Siguió un silencio. Ella se estaba recuperando de la congoja que la había abatido durante algunos minutos. Le rozó tímidamente el brazo y le preguntó con voz queda:

—¿Sueles acostarte con prostitutas?

—La verdad es que jamás me he acostado con ninguna.

—Le eres fiel a tu mujer, ¿eh? —ella que ya había observado el anillo en la mano de él.

—Siempre he considerado que uno se casa para serle fiel a la mujer que ha tomado por esposa —sin énfasis él.

Ella entendió.

—No eres feliz en tu matrimonio, ¿me equivoco?

Él no tuvo inconveniente en ser sincero.

—Cierto lo de que no soy feliz, y yo soy culpable de ello. Me casé con una chica que me gustaba, pero de la que no estaba enamorado. Esto, con el tiempo, termina distanciado a una pareja.

—Pero sigues viviendo con ella.

—Sí, sigo viviendo con ella.

Habían entrado en la ciudad. A él no le costó nada ofrecerle, pues ella le había despertado además de lástima, agrado:

—Si me lo vas indicando te llevaré hasta la puerta de tu vivienda.

—Infinitas gracias, Alberto.

Había dicho el nombre de él por primera vez y había sonado muy cálido, evidenciando ella lo profundamente que le agradecía la amabilidad que él le estaba demostrando.

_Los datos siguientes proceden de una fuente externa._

PR #204, opened 2021-03-22
Bug fixes

Serene-Arc:
Just a couple quick bug fixes:

- Fix some typos in the README
- Copy the default config to the config directory if none found
- Filter invalid characters from Windows paths

### DIFF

Conchi lo fue guiando hasta que le dijo nada más entrar en un barrio muy antiguo con las fachadas de las casas mostrando evidente deterioro:

—¡Mira, ahí hay un hueco donde puedes aparcar!

Alberto detuvo el vehículo donde ella le dijo. A menos de un metro tenían una farola que les iluminaba de lleno. Se miraron y ocurrió algo extraño en los ojos de ambos. Fue como sin proponérselo ellos se penetraron muy hondo. Conchi dijo entonces con voz temblorosa:

—Me gustas mucho Alberto. Hay sinceridad y nobleza en tu mirada y en tu comportamiento. Si quieres subir conmigo a mi casa y pasar algunos minutos íntimos conmigo no te cobraré nada. ¿Te animas?

Encerraba tanta generosidad el ofrecimiento de la joven que Alberto, conmovido y también atraído por los encantos de ella, estuvo a punto de aceptar. No lo hizo porque jamás había cometido un acto irreflexivo.

—Muchas gracias, pero será mejor para los dos que siga mi camino.

—Para mí no será mejor que sigas tu camino —dolida y sincera ella.

—Por favor, no te sientas despreciada—rogó él—. Eres hermosa y merecedora de ser amada. Pero algunas cosas merecen ser bien pensadas antes de hacerlas. Yo procuro siempre frenar mis impulsos.

—Comprendo —Conchi le entregó una tarjeta suya y añadió—: Si alguna vez necesitas consuelo para tus penas, acude a mí. Yo sé mucho sobre penas.

Ahogó un sollozo en su garganta. Él cogió la tarjeta. Quiso decir algo, pero un embrollo de sentimientos diferentes lo mantuvieron mudo.

Ella caminaba ya hacía una vieja puerta acristalada. Se movía con desgana, sin ilusión. Alberto pensó en sus últimas palabras y consideró que quien necesitaba mucho consuelo era ella. Quizás también lo necesitaba él. Cuando regresara a casa lo recibiría una mujer gruñona, faltona, con ganas siempre de empequeñecerlo. Y encima era una mujer estéril. Nunca le daría el hijo que él tanto ansiaba tener.

Colocó dentro de la guantera la tarjeta que le había entregado Conchi y decidió: Cuando terminase el trabajo que le habían encargado la llamaría. Sí, seguro que la llamaría y si ella repetía la invitación que le había hecho se acostaría con ella. Y después de haberlo hecho, el destino decidiría su futuro.

Puso la primera marcha y sin darse cuenta comenzó a cantar por lo bajo. Se sentía, misteriosamente, contento.